# Emerson MFA Media Arts



## HYC (Mar 24, 2016)

Hi everyone, I'm a long time lurker and this forum really helps (I did the spreadsheet!!!)
I heard back from Emerson few days ago, but now I'm a little bit confused about their school style.

From their website, Media Arts program contains narrative, experiment and documentary, which gives me a sense that it's more a indie filmmaking school. However, I also heard that they did a great job in TV and the LA study away works good.
Besides, Emerson is famous for its network and I wonder is the network in hollywood or in indie filmmaking community. If it's more a indie style school, how is the proportion of theory and production (I know I can tell from the curriculum, but just wonder how much school emphasize on each)

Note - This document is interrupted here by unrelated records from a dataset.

PR #153, opened 2025-10-03
Push refactor

Lilianxr:
The performance benchmark result is tested against uploading large files(~500MB)
| file_dir | Main     | push_refactor | delta   |
|----------|----------|---------------|---------|
| 5_1      | 16s 700ms | 19s 400ms     | 16.17%  |
| 10_1     | 30s 700ms | 37s           | 20.52%  |
| 10_10    | 31s 700ms | 37s 700ms     | 18.93%  |

The refactor mainly changes the large file push logic to reuse the workspace add logic (both client and server side). At first it was a 2x slowdown when testing the above benchmark. After changing the max concurrency limit from 64 to the same as the original push (cpu_num), the performance is as listed above. The best concurrency setup needs further research.

Other changes:
1. Added async writer in the version store interface, `upload_chunk` code on the server side now support streaming. 
2. batch download endpoint now changed to 'POST /versions/fetch', the old endpoint 'GET /versions' is kept for backwards compatibility.

I suggest testing push large files(>10MB), fetch and download (clone)

## Summary by CodeRabbit

- **New Features**
  - Large file uploads now report progress during chunked transfers and use version-aware upload paths.

- **Performance**
  - Large file uploads are parallelized with improved chunk handling for faster, more reliable pushes.
  - Server streams incoming chunks directly to storage, reducing memory usage.

- **API Changes**
  - New POST endpoint for fetching versioned data: /versions/fetch. The older GET route remains deprecated but available.

- **Bug Fixes**
  - Clearer authentication errors when downloading versioned data.
  - Pull progress now properly finishes after downloads.

### DIFF
--- a/oxen-rust/src/server/src/services/versions.rs
+++ b/oxen-rust/src/server/src/services/versions.rs
@@ -7,8 +7,16 @@ pub mod chunks;
 
 pub fn versions() -> Scope {
     web::scope("/versions")
-        .route("", web::get().to(controllers::versions::batch_download))
+        .route(
+            // Deprecated. Only kept to support older clients before v0.37.2
+            "",
+            web::get().to(controllers::entries::download_data_from_version_paths),
+        )
         .route("", web::post().to(controllers::versions::batch_upload))
+        .route(
+            "/fetch",
+            web::post().to(controllers::versions::batch_download),
+        )
         .route(
             "/{version_id}/metadata",
             web::get().to(controllers::versions::metadata),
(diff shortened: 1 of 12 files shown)


oxen-rust/src/server/src/services/versions.rs
```diff
@@ -7,8 +7,16 @@ pub mod chunks;
...
-        .route("", web::get().to(controllers::versions::batch_download))
+        .route(
+            // Deprecated. Only kept to support older clients before v0.37.2
+            "",
+            web::get().to(controllers::entries::download_data_from_version_paths),
+        )
         .route("", web::post().to(controllers::versions::batch_upload))
+        .route(
+            "/fetch",
+            web::post().to(controllers::versions::batch_download),
```
subygan, line 18: Only nitpick is that, since this is a download API. GET is more appropriate.

subygan (changes requested):

oxen-rust/src/server/src/services/versions.rs
Lilianxr: Oh this is because there's a request body used here. And GET shouldn't have a body

subygan (approved):

PR #161, opened 2025-10-17
Fix issue of downloading files with same hash and different paths

Lilianxr:
Fixed the issue and added duplicate images within the test directories.

## Summary by CodeRabbit

* **Tests**
  * Enhanced test coverage for edge cases involving files with identical content but different names.
  * Updated test validations across clone, checkout, and pull operations to verify correct handling of larger file datasets.


gschoeni (approved):
Tested locally and looks good to me

PR #315, opened 2025-07-03
Change sceGuViewport params from int to float

veka0:
This enables more flexibility in configuring viewport as you'd be able to specify it with subpixel precision. 

sceGuViewport can still be used as before, with integer parameters and behavior of existing code will remain the same, however if someone for some reason is already using sceGuViewport with float parameters, by relying on conversion from float to int to truncate fractional part, with this change behavior of such implementations will be slightly different as viewport transform may be off by up to 1 pixel. To me it seems unlikely that someone was using it in this way, or that it will have a major impact and break something, but that's not up to me to decide.

### DIFF
--- a/src/gu/pspgu.h
+++ b/src/gu/pspgu.h
@@ -1460,7 +1460,7 @@ void sceGuScissor(int x, int y, int w, int h);
   * @param width - Width of viewport
   * @param height - Height of viewport
 **/
-void sceGuViewport(int cx, int cy, int width, int height);
+void sceGuViewport(float cx, float cy, float width, float height);
 
 /**
   * Draw bezier surface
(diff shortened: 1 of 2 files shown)


fjtrujy (changes requested):
I think this PR is a mistake...
If you want to offer `sceGuViewport` with `float`  values, we can, but please let's keep the `int` one with the original name, as it follow same API as the official `PSPSDK`

so create if you want:
```c
void sceGuViewportF(float cx, float cy, float width, float height)
```

veka0:
The idea behind this PR was to extend already existing functionality in a backwards compatible(-ish) way. But it's fair if you don't want to touch existing foundational functions like this one, I think in that case it might be a good idea to drop this PR & potentially consider adding that function if and when a real use case appears for it in the wild.

sharkwouter:
Since this hasn't been updated for a couple of months I will close this PR. If you wish to continue to work on it, feel free to reopen and update it. We're always happy to get new contributions. Thanks for working to contribute.

PR #316, opened 2025-07-03
Clarify sceGuLogicalOp documentation that color logic op can be used with blending

veka0:
This PR clarifies that blending is allowed to be used with color logic operations. While it is certainly not a common use case, because OpenGL disallows using both at the same time, there can be an assumption that GE functions in the same way while that's not the case.


sharkwouter:
Thanks for the PR!

PR #320, opened 2025-07-13
Creating `libpspgud` library

fjtrujy:
## Description
This PR creates a `libpspgud.a` library. This library is identical to `libpspgu.a`, differing only in the inclusion of numerous assertions and `printf` calls.

This is quite useful for debugging purposes, as it easily reveals if you're doing something not allowed.
It is also it is useful to identify what kind of values are going to be added into the GPU queue.

I'm not sure if some assertions are wrong or some of them are missing, so please, take a look to them.

Cheers.

### DIFF
--- a/src/gu/sceGuTexWrap.c
+++ b/src/gu/sceGuTexWrap.c
@@ -10,5 +10,13 @@
 
 void sceGuTexWrap(int u, int v)
 {
-	sendCommandi(TEX_WRAP, (v << 8) | (u));
+#ifdef GU_DEBUG
+	printf("sceGuTexWrap(%d, %d);\n", u, v);
+	assert(gu_init && "GU not initialized");
+	assert((u == GU_CLAMP || u == GU_REPEAT) && "Invalid U wrap mode");
+	assert((v == GU_CLAMP || v == GU_REPEAT) && "Invalid V wrap mode");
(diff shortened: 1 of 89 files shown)


fjtrujy:
> I can still test this and look into it more deeply, but since there is no code in here that will break existing code, this can be safely merged.

No problem, take your time

src/gu/sceGuTexWrap.c
```diff
@@ -10,5 +10,13 @@
 
 void sceGuTexWrap(int u, int v)
 {
-	sendCommandi(TEX_WRAP, (v << 8) | (u));
+#ifdef GU_DEBUG
+	printf("sceGuTexWrap(%d, %d);\n", u, v);
+	assert(gu_init && "GU not initialized");
+	assert((u == GU_CLAMP || u == GU_REPEAT) && "Invalid U wrap mode");
+	assert((v == GU_CLAMP || v == GU_REPEAT) && "Invalid V wrap mode");
```
sharkwouter, line 17: Could you explain why this is wrong? I have seen this used before iirc.

sharkwouter: I understand this now, never mind.

sharkwouter (approved):

PR #324, opened 2025-08-14
Adding `pixelMask` example

fjtrujy:
## Description
Adding a GU example where we show how to use the `sceGuPixelMask` functionality.

This test uses a texture that is split into 4 different colored columns: RED, GREEN, BLUE, and WHITE. 
Thanks to `sceGuPixelMask`, we can just draw concrete pixels on the screen, ignoring the masked ones. 

Every 2 seconds, we change the mask values, generating:

all
red
green
blue

Cheers


sharkwouter (approved):
Works well, I tested it on a real PSP.

PR #326, opened 2025-08-29
fix mistake in documentation of sceGuTexMode

Mahmoud1205:
sceGuTexMode documentation said that maxmips argument is the number of mips: which is incorrect. maxmips is the index of the maximum mip level used. And the documentation said that the range of this argument is 0-8 , which is incorrect also and the correct range is 0-7.


sharkwouter (approved):
Nice find, thanks! The contribution is really appreciated!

Sorry for so many questions, but in general the questions is that is Emerson a indie style or industry style (with emphasis on TV) school. 
My information might be wrong and don't hesitate to point out. If everyone gets any insight I would be very grateful!!


----------



## jn0pe (Mar 9, 2020)

HYC said:


> Hi everyone, I'm a long time lurker and this forum really helps (I did the spreadsheet!!!)
> I heard back from Emerson few days ago, but now I'm a little bit confused about their school style.
> 
> From their website, Media Arts program contains narrative, experiment and documentary, which gives me a sense that it's more a indie filmmaking school. However, I also heard that they did a great job in TV and the LA study away works good.
> ...


I'm really curious about this too, if anyone has any insight?


----------



## tennisbarbeque (Mar 10, 2020)

I went to Emerson for undergrad. Though I cant speak for their grad program, from students I know who graduated: some stayed in New England to work on their own things but many if not most of them moved to LA to work/try to enter the industry.


----------



## julia1 (Apr 28, 2020)

I went to Emerson for my undergrad for VMA (Visual media arts, just generally the film program) and...it was a lot of fun, I certainly learned _some_ things, but it's truly what you make of it. There are plenty of really good professors that care and want to share their knowledge with you, but a lot of classes felt useless to me. You're also only able to take 4 classes per semester which felt like a rip off. You do have smaller class sizes and Boston is an awesome college town, but I'd be lying if I said that Emerson doesn't have it's flaws. Take advantage of all the extracurriculars and clubs, sometimes you learn more from those than actual classes. Like they have comedy shows you can write/act in and be able to work in a studio, they also have the EVVYs award show you can work on (I didn't but I wish I can been a part of a big production like that). I didn't have a concentration when I was there because I didn't know what I really wanted to do yet, so I feel like I lost time while I was there (I also transferred in as a sophomore and they don't treat transfers the same as freshmen, plus you cannot attend the Castle study abroad program). The Boston classes feel like a lot of film history and not a lot of practical stuff unless you find that diamond in the rough production class (only had about 2 production classes where I actually learned things, otherwise you just kinda have to volunteer to be on student film sets).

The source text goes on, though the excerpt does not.